Sunday, April 25, 2010

AstraZeneca banks on emerging markets sales - Telegraph

By Rachel Cooper
Published: 9:33PM BST 24 Apr 2010

Emerging markets are the fresh battleground for pharmaceutical companies as Western drug sales stall and last month AstraZeneca revealed its strategy to increase sales in this arena, including providing more detail on revenue in the markets.

Britain's second-biggest drugmaker is targeting double-digit growth in emerging economies and hopes to garner a quarter of its sales from these markets by 2014.

AstraZeneca expects that some of this growth will come from the sale of branded generics e_SEnD cheap off-patent medicines sold in high volumes in emerging markets under a multi-national brand name.

But first it plans, to focus on around 100 medicines and branded generic drugs that are expected to account for just 10pc to 15pc of total emerging market sales by 2014.

In a sign of the scale of growth expected in these markets, healthcare industry intelligence group, IMS Health, last week said emerging nations were expected to push global spending on pharmacueticals through the $1 trillion barrier over the next five years.

IMS expects drug sales in developing nations to grow at between 14 and 17pc over the next five years, overshadowing Western markets that will expand at between just 3pc and 6pc.

Commenting on AstraZeneca's emerging markets strategy, a company spokesman said: "The rapidly expanding middle class, government action on healthcare and the increasing disease burden reinforces our view that emerging markets will provide the lion's share of the pharmaceutical industry's growth over the next five years."
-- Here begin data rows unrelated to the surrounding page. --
PR #889, opened 2025-06-18
Avoid inconsistent behavior on operations between numpy arrays and parametrized objects

HGSilveri:
We have had a long standing issue with binary operations on abstract objects where the order of the arguments influenced the outcomes. 

For example,
```
>>> var = Variable("var", dtype=float, size=2)
>>> arr = np.arange(2)

>>> var + arr   # As expected
<pulser.parametrized.paramobj.ParamObj object at 0x7521dce93df0>

>>> arr + var   # An array of parametrized objects, not what we want
array([<pulser.parametrized.paramobj.ParamObj object at 0x7521dce92e30>,
       <pulser.parametrized.paramobj.ParamObj object at 0x7521dce93cd0>],
      dtype=object)
```

After some digging, it seems this can be avoided by writing a custom `__array_ufunc__` for the right-hand side object, so that's what we do here.

### DIFF
--- a/pulser-core/pulser/parametrized/paramobj.py
+++ b/pulser-core/pulser/parametrized/paramobj.py
@@ -39,9 +39,62 @@ from pulser.parametrized import Parametrized
 if TYPE_CHECKING:
     from pulser.parametrized import Variable
 
+# The full list of numpy ufuncs can be found at
+# https://numpy.org/devdocs//reference/ufuncs.html#math-operations
+
+# Mapping between ufunc and OpSupport method names, for those
+# that don't share the same name or require a dunder method
+# Note that for binary method we use the reverse method and invert
+# the input order accordingly
+_UFUNC_MAP = {
+    # Binary methods
+    "add": "add",
+    "subtract": "sub",
+    "multiply": "mul",
+    "divide": "truediv",
+    "true_divide": "truediv",
+    "floor_divide": "floordiv",
+    "power": "pow",
+    "float_power": "pow",
+    "remainder": "mod",
+    "mod": "mod",
+    "fmod": "mod",
+    # Special unary methods
+    "negative": "neg",
+    "absolute": "abs",
+    "fabs": "abs",
+    "floor": "floor",
+    "ceil": "ceil",
+}
+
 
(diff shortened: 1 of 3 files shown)


pulser-core/pulser/parametrized/paramobj.py
```diff
@@ -39,10 +39,63 @@
...
+        if method != "__call__" or len(inputs) > 2:
+            return NotImplemented
+
+        ufunc_name = ufunc.__name__
+        if ufunc_name in _UFUNC_MAP:
+            root_name = _UFUNC_MAP[ufunc_name]
+            if len(inputs) == 2 and inputs[1] is self:
+                # Use reverse method and inputs
+                root_name = "r" + root_name
+                inputs = inputs[::-1]
```
a-corni, line 86: I have trouble understanding this reverse of the inputs... Your inputs are supposed to be a tuple of lenth 1, right ?

pulser-core/pulser/parametrized/paramobj.py
```diff
@@ -39,10 +39,63 @@
...
+            method_name = f"__{root_name}__"
+        else:
+            method_name = ufunc_name
+
+        if inputs[0] is self:  # Make sure self is involved
```
a-corni, line 91: Can inputs[0] be different from self ? I have the feeling that it's an assertion

HGSilveri: It can probably be an assertion, I'm just playing it safe and letting it fallback to the `return NotImplemented` in case I'm missing something

pulser-core/pulser/parametrized/paramobj.py
HGSilveri: When it's a binary method you have two inputs (as checked in the `if` just above)

pulser-core/pulser/parametrized/paramobj.py
a-corni: Then I think you can't test it, you should add a # pragma: no cover

a-corni (approved):
LGTM !

PR #890, opened 2025-06-20
Adopt the parameters of the default backend config that are not provided

HGSilveri:
This will allow e.g. an Emu-MPS backend to define a default config with MPS specific parameters that are not in `EmulationConfig`'s signature and are adopted unless otherwise specifically included in the `config` given to `EmulatorBackend`.


tests/test_backend.py
```diff
@@ -389,7 +391,12 @@ def run(self):
         ),
     )
     assert emu._config.default_evaluation_times == "Full"
+    # with_modulation is not True because EmulationConfig has it in the
+    # signature as `with_modulation=False``
```
a-corni, line 405: Ah that's a shame... Should this signature be `with_modulation: bool | None = None` -> the behaviour will be kept, since we do `not with_modulation` or `with_modulation`, and we can check whether the user defined it or not 

I guess we could have all the attributes of EmulatorConfig as optional (and associate to a None value a default value in the code)

HGSilveri: That would make the default values obscure and I'm afraid it might be a bit late for that now...

a-corni: Definitely shady, but we could store the initial input in private variable, and expose only non-None value in public variable (what really matters for the user is the description and the public variables, not what was the value initially assigned to it)

a-corni (approved):
From our discussion, I approve the MR

PR #891, opened 2025-06-23
Handle when Results.atom_order entries are not strings

HGSilveri:
Even though using non-str qubit IDs is deprecated, it is still allowed and we were not handling it properly when serializing `Results`. This fixes that and also makes the `DeprecationWarning` to not use `int`s as qubit IDs louder.


a-corni (approved):
LGTM !

PR #892, opened 2025-06-25
Properly deserialize complex values in Results

HGSilveri:
Since the outcomes of some observables might be complex values (e.g. the operator in `Expecation` is non-hermitian or there is a residual imaginary part), we should properly deserialize them.


a-corni (approved):
LGTM !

He added that this quarter they were planning to provide more detailed analysis of product revenue by region to help analysts model the growth opportunity in these areas.

"For the first time this quarter, in addition to worldwide and US sales by brand, we are planning to provide that same data for Western Europe, Other Established Markets and Emerging Markets," he said.

Analysts at Bank of America-Merill Lynch said it was this week expecting further visibility on emerging market sales, but added: "Our analysis suggests that AstraZeneca has one of the lowest emerging market exposures of its peers with its 25pc 2014 target below the 40-45pc and 35-40pc we expect for Sanofi-Aventis and GlaxoSmithKline respectively."

GlaxoSmithKline, which has made a deliberate move away from "white pill/Western markets" to focus on emerging economies, will report its first-quarter results on Wednesday.

Analysts at Deutsche Bank said the company will benefit from the tail-end of the pandemic flu scare as the majority of 2010's expected £800m of sales from H1N1 vaccines are likely to have been booked in the first-quarter.

But the broker said the outlook for the rest of the year could be tougher as the estimated £1.5bn of pandemic flu-related sales garnered in the second half of 2009 "at this point looks unrepeatable".'

Shire, Britain's third-biggest drug maker, will update the market on its sales over the last three months on Thursday. Analysts said they were expecting another strong quarter.

"We believe Shire is likely to continue to outperform its peer group due to its above-average growth profile, strong free cash flow and lack of a significant earnings cliffs," said the American broker, Summer Street.